> _PROMPT_
Work out how many lines in the data hold the word "said", and reply with that number only.

> _TASK INPUTS_
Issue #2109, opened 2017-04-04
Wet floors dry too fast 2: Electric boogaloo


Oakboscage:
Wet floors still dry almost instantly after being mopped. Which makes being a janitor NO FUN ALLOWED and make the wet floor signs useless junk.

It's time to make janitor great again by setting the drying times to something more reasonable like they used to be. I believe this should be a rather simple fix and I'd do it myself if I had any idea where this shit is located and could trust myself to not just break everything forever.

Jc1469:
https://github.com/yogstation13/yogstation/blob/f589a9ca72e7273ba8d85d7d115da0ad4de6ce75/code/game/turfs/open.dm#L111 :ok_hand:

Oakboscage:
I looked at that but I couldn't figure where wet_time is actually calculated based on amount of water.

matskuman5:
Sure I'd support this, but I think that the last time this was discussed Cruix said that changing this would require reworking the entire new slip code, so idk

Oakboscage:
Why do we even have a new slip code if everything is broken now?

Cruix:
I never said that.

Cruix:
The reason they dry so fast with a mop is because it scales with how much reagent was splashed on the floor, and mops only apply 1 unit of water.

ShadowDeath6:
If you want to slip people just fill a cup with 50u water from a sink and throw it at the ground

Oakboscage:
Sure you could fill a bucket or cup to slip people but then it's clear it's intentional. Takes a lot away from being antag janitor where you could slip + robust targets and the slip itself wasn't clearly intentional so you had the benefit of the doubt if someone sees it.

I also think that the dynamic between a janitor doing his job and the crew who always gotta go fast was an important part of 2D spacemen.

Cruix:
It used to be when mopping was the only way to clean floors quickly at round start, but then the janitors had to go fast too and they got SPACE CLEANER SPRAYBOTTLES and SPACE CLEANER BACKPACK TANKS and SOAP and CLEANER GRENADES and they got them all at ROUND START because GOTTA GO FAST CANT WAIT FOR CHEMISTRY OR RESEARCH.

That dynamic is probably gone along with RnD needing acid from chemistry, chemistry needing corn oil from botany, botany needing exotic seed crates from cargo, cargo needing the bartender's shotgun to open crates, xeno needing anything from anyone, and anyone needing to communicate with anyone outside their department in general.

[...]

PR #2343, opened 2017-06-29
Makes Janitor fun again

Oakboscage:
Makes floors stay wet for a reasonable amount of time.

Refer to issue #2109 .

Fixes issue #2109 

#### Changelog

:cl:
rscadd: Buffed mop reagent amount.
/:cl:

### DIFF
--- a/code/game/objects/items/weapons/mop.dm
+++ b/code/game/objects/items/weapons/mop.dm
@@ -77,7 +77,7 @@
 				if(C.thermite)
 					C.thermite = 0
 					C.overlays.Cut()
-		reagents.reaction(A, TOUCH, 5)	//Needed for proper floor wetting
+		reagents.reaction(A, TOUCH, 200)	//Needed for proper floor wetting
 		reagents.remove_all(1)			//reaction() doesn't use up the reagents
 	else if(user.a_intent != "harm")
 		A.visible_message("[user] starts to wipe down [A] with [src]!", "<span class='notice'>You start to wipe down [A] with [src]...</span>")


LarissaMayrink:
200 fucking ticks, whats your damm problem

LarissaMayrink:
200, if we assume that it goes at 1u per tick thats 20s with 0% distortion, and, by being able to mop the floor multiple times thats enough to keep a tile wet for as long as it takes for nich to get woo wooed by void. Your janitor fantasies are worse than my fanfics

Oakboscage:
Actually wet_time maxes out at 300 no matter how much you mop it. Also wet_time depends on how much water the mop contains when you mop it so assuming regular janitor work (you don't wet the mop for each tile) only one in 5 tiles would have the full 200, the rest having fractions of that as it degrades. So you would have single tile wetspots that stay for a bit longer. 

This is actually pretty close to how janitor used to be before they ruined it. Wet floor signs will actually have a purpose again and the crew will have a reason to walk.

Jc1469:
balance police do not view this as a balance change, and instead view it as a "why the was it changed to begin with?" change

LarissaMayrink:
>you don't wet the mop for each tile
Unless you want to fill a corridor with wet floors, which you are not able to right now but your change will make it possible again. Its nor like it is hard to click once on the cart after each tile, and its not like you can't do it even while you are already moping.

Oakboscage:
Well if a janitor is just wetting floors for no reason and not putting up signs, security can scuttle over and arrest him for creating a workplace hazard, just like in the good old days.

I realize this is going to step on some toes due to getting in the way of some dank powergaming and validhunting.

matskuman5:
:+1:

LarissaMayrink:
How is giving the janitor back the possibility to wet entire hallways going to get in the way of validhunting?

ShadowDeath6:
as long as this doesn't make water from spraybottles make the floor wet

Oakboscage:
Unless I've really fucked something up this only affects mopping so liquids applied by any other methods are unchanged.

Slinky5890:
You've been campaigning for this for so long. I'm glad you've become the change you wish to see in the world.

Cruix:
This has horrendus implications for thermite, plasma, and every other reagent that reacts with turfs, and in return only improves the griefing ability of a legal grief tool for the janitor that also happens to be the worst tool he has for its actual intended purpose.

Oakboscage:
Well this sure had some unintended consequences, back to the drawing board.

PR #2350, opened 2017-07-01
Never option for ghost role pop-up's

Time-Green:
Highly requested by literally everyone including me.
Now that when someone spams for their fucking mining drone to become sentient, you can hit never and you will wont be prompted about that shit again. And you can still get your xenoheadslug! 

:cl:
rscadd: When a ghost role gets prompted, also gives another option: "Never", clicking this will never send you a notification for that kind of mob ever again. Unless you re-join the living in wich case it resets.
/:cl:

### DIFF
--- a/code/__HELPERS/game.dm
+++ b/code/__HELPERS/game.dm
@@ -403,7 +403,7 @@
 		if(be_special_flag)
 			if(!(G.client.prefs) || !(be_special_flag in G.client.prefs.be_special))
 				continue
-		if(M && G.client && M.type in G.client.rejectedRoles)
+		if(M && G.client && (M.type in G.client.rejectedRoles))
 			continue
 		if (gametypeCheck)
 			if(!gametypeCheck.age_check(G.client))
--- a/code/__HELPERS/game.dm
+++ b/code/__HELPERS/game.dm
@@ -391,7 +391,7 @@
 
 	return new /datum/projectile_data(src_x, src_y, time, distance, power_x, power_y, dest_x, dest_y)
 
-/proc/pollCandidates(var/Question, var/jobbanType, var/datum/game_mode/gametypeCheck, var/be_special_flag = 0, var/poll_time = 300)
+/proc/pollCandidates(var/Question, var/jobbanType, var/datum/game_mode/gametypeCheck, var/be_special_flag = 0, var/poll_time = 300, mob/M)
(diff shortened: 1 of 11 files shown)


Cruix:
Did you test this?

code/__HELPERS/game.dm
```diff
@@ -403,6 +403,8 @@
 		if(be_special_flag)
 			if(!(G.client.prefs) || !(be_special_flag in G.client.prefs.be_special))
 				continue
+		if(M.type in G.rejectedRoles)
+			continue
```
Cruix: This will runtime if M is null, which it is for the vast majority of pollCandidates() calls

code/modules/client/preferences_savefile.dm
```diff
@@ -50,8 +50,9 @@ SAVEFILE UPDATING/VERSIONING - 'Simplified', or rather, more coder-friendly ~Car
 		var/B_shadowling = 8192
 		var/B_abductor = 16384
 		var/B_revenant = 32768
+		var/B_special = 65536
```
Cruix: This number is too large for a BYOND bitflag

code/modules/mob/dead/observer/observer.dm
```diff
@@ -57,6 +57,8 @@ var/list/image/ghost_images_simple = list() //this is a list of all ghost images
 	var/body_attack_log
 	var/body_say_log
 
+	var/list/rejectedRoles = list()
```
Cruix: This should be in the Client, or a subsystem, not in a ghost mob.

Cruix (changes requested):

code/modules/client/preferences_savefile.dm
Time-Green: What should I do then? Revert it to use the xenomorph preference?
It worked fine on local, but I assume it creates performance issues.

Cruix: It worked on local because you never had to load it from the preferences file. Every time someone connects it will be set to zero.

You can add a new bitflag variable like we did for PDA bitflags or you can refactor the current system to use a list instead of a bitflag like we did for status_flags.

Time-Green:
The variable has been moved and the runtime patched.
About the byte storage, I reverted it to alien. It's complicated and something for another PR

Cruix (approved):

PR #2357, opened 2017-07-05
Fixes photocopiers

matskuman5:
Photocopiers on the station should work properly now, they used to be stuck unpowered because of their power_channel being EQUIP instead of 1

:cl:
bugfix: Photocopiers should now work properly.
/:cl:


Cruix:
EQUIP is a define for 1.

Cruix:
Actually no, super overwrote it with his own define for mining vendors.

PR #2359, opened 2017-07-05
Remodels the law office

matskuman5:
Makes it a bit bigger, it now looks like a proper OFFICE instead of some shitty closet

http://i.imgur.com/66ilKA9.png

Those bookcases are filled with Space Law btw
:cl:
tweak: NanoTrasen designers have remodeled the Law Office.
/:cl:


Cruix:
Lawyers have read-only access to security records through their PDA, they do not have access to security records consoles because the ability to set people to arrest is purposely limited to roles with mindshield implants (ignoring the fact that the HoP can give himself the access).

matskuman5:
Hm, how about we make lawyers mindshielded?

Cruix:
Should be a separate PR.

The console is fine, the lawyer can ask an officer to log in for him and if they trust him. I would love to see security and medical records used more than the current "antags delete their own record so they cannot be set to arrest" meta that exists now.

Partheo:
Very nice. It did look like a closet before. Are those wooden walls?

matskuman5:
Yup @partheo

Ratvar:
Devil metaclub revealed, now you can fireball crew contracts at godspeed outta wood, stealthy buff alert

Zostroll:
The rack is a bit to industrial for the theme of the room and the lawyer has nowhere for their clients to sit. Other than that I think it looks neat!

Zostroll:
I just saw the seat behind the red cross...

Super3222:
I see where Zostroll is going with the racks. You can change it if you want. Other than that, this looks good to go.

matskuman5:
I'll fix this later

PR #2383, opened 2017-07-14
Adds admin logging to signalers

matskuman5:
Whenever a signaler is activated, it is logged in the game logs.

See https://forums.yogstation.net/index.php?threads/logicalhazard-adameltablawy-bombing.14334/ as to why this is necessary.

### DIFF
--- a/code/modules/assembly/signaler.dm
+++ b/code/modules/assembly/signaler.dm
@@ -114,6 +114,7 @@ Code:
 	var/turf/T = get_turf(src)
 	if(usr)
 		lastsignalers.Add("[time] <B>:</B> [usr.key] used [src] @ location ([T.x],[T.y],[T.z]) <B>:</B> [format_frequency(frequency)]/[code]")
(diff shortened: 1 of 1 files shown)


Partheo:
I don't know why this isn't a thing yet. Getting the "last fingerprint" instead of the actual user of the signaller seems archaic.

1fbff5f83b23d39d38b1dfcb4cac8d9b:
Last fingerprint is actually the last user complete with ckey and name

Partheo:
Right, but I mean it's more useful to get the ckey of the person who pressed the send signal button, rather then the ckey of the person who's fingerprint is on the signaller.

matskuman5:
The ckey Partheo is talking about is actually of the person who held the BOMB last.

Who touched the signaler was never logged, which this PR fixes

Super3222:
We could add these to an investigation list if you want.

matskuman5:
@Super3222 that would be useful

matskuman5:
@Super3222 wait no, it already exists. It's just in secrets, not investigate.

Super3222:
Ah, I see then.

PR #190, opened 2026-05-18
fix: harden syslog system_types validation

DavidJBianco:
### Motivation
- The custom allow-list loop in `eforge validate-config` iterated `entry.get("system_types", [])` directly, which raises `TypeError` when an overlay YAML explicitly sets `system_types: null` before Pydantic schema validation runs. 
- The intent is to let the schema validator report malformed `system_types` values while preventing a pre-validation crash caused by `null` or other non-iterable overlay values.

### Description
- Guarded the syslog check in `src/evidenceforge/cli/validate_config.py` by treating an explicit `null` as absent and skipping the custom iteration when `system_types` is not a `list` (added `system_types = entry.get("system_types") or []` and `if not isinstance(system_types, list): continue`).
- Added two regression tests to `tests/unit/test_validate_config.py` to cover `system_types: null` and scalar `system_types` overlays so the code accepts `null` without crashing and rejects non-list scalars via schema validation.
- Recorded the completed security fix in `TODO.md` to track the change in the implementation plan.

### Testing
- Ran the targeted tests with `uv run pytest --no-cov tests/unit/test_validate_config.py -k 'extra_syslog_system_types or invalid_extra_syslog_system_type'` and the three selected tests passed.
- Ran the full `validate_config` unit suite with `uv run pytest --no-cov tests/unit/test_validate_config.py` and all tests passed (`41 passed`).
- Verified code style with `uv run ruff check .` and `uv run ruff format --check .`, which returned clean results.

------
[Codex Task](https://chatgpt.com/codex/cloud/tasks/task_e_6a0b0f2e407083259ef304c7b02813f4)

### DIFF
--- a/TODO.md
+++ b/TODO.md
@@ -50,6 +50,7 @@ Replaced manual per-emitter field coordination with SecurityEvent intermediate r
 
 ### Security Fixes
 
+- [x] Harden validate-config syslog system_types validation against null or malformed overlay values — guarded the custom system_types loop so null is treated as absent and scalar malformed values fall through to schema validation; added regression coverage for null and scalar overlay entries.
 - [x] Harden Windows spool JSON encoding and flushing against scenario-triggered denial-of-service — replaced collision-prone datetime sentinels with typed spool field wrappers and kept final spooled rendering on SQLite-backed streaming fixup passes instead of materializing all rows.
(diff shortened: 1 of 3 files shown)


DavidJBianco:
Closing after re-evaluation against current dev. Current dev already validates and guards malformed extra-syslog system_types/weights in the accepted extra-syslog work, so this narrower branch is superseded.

> _SOLVED EXERCISE_
2